Enam

12.9K 2.4K 89
                                    

Meskipun tidak terlalu sering menghadiri acara pernikahan, tentu saja aku familier dengan hajatan itu. Akad nikahnya diadakan di rumah calon mempelai wanita atau masjid, sementara perjamuan dihelat di hotel atau halaman rumah dengan memasang tenda besar. Berbagai dekorasi pelaminan dan ruang resepsi bisa dilihat di media sosial atau televisi. Banyak yang memamerkan hal ini. Berbagi dekorasi pelaminan dan ruangan yang dipakai untuk menjamu tamu sangat lazim dilakukan. Pernikahan adalah impian nyaris setiap perempuan, jadi sangat wajar jika mereka ingin menyebarkan kebahagiaannya pada khalayak.

Aku? Aku tidak pernah membayangkan pernikahan sebelumnya. Saat remaja, aku menghabiskan waktu luang selepas sekolah untuk membantu Nenek mengurus warung dan Asya. Aku tidak punya kesempatan menggosip sambil melirik cowok-cowok yang menjadi sumber histeria teman-teman cewekku, sehingga melewatkan kemungkinan mengalami rasa tertarik dan jantung berdebar seperti remaja pada umumnya saat jatuh cinta untuk pertama kali.

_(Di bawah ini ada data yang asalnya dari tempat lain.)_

PR #985, opened 2026-03-18
feat(models, training): Optimise spectral transform

samhatfield:
## Description
This PR implements two optimisations to spectral transforms:
1. reduces the number of transforms required to compute the spectral L2 loss from two to one
2. batches FFTs of the same length together

### Optimisation 1
The L2 spectral loss is currently computed like the following:
```python
pred_spectral = self._to_spectral_flat(pred)
target_spectral = self._to_spectral_flat(target)
diff = torch.abs(pred_spectral - target_spectral) ** 2
```
A spectral transform is a linear operation, so it's not necessary to transform each field individually. Instead you can just transform the residual itself, which reduces the number of calls to `_to_spectral_flat` from two to one:
```python
diff = torch.abs(self._to_spectral_flat(pred - target)) ** 2
```
This improves overall speed of training when spectral losses are used at N320 by about 5%.

### Optimisation 2
For classic reduced grids like N320, many latitudes have the same length. It makes sense to group these together into a batch and execute a batched FFT.

This provides a further ~20% of performance improvement for N320.

**Note that optimisation 2 does nothing for octahedral grids which have different length FFTs at each latitude.** There, [graphs are still the best solution](https://github.com/ecmwf/anemoi-core/pull/974).

https://github.com/ecmwf/anemoi-core/issues/599 https://github.com/ecmwf/anemoi-core/pull/974

##  Additional notes ##


OpheliaMiralles (dismissed):
Looks ok in theory. I'm not personally using the SpectralL2Loss but it shouldn't make any difference

training/src/anemoi/training/losses/spectral.py
```diff
@@ -105,6 +105,10 @@ def __init__(
         # Enforce loss to be calculated on full grids.
         self.supports_sharding = False
 
+        # Some transforms are proven to be linear, so we can compute the pred - target difference before taking the
+        # transform for those. This reduces the number of required transforms from two to one
+        self.diff_before_transform = False
```
sahahner, line 111: As we will remove the SpectralL2Loss, I think it is not necessary to introduce this change here. The flag is only used in the SpectralL2Loss.

samhatfield:
PR defunct. We are pursuing a CUDA-backend approach to optimise the spectral transforms.

PR #987, opened 2026-03-19
feat(models): add attn_dim to attenton computaton

ssmmnn11:
make the channel dimension in which the attention computation happens configurable.

attn_channels is by default equal to the embedding dimension but can be set smaller. This reduces memory usage in attention computation without decreasing the number of channels or the expressivity of the MLPs in the mappers and processor.

### DIFF
--- a/.github/workflows/inactivity-bot.yml
+++ b/.github/workflows/inactivity-bot.yml
@@ -5,13 +5,19 @@ on:
     - cron: "0 23 * * *"  # every day at 23pm on default(main) branch
   workflow_dispatch: # Allows manual trigger
 
+permissions:
+  actions: write
+  contents: write # only for delete-branch option
+  issues: write
+  pull-requests: write
+
 jobs:
   stale:
     runs-on: ubuntu-latest
     steps:
       - uses: actions/stale@v9
         with:
-          repo-token: $
+          repo-token: ${{ secrets.GITHUB_TOKEN }}
 
           # Issue settings
           days-before-issue-stale: 90 # (~3 months)


models/src/anemoi/models/layers/attention.py
```diff
@@ -102,16 +106,18 @@ def __init__(
...
+        if self.attn_dim <= 0:
+            raise ValueError(f"attn_dim must be > 0, got {self.attn_dim}")
+        if self.attn_dim % num_heads != 0:
+            raise ValueError(f"attn_dim ({self.attn_dim}) must be divisible by number of heads ({num_heads})")
 
         self.attention_implementation = attention_implementation
         self.use_alibi_slopes = use_alibi_slopes
 
         self.num_heads = num_heads
         self.embed_dim = embed_dim
```
anaprietonem: this could be removed right?

models/src/anemoi/models/layers/attention.py
```diff
@@ -57,6 +57,7 @@ def __init__(
         num_heads: int,
         embed_dim: int,
```
anaprietonem, line 58: I assume we are keeping the `embed_dim` for backward compatibility but this could be updated or deprecated in the future? (we  could add a comment if so)

ssmmnn11: embed_dim is still the number of embedding channels and is used where we define the linear layers for the qkv, attn_dim - if set - defines a down projection for the attention computation.

models/src/anemoi/models/layers/attention.py
ssmmnn11: well spotted, I think we never used it. I removed it now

Setelah dewasa, realita menghantamku kuat, karena aku menyadari bahwa aku sepenuhnya bertanggung jawab pada Asya. Laki-laki yang menginginkanku harus bisa menerima Asya juga, karena kami sepaket.

Dulu, beberapa bulan setelah bekerja, salah seorang rekan kerja aktif mendekatiku. Aku yang saat itu naif, menganggap bahwa itu mungkin saat yang tepat untuk membuka hati dan akhirnya menjalin hubungan dengan seorang laki-laki untuk pertama kalinya. Awal dan akhir yang bahagia bagiku.

Apa yang kurasakan padanya bukanlah perasaan cinta yang menggebu. Kurasa aku hanya senang karena menemukan orang yang sangat perhatian. Untuk pertama kalinya ada orang yang menyempatkan diri mengirimkan pesan-pesan remeh sampai puluhan kali sehari. Kesannya memang agak berlebihan, tapi karena aku tidak punya pengalaman melakukan pendekatan atau pacaran sebelumnya, aku pikir berbalas pesan remeh penuh basa basi adalah hal wajar yang dilakukan orang-orang yang sedang kasmaran.

Kisah supersingkat itu mirip kuncup bunga yang tidak sempat mengembang. Semua berakhir ketika laki-laki itu datang ke rumah dan melihat Asya. Aku masih ingat apa yang dia ucapkan. Katanya, "Penyakit seperti adik kamu itu penyakit turunan, kan?"

Keesokan harinya, dia sudah mengajak orang lain untuk makan siang bersamanya. Dia seolah tidak mengenalku saat kami berada di dalam lift yang sama.

Sejak saat itu aku sudah menerima takdir seandainya aku tidak akan pernah menikah. Kalau orang yang mendekatiku kelak sepicik laki-laki itu, mereka akan berpikir berkali-kali untuk mengajakku menikah karena takut jika anak-anak yang kulahirkan akan mengalami nasib yang sama seperti Asya.

"Udah siap, Bi?" suara Mbak Menur mengembalikan pikiranku yang mengembara jauh menjangkau masa lalu.

"Sudah, Mbak." Aku memperhatikan pantulan setengah badanku di cermin. Aku mengenakan baju terbaik yang kupunyai untuk acara hari ini. Baju yang kubeli sekitar dua tahun lalu, setelah beberapa bulan bekerja dan merasa perlu menyesuaikan diri dengan teman-teman kerjaku yang modis.

Hari ini aku akan bertemu Nawasena di KUA untuk menikah. Ini akan menjadi pertemuan kami yang pertama setelah percakapan absurd dua minggu lalu di apartemen Fajar.

Aku tidak punya waktu untuk berpikir matang karena pemilik kontrakan mengirim pesan yang mengingatkan batas waktu pembayaran atau aku dan Asya harus keluar dari rumah.

Keputusan itu aku ambil berdasarkan dua hal. Pertama: pertimbangan tumpukan dosa. Kalau aku akhirnya menjadi budak nafsu laki-laki, sebaiknya itu terjadi dalam ikatan pernikahan, sehingga aku tidak akan dikejar-kejar perasaan berdosa dan menyalahkan diri seumur hidup.

Kedua: aku benar-benar berseluncur di antara gelombang internet seperti yang diminta laki-laki yang menawarkan pernikahan itu untuk mengetahui siapa dirinya. Hasilnya lumayan mencengangkan.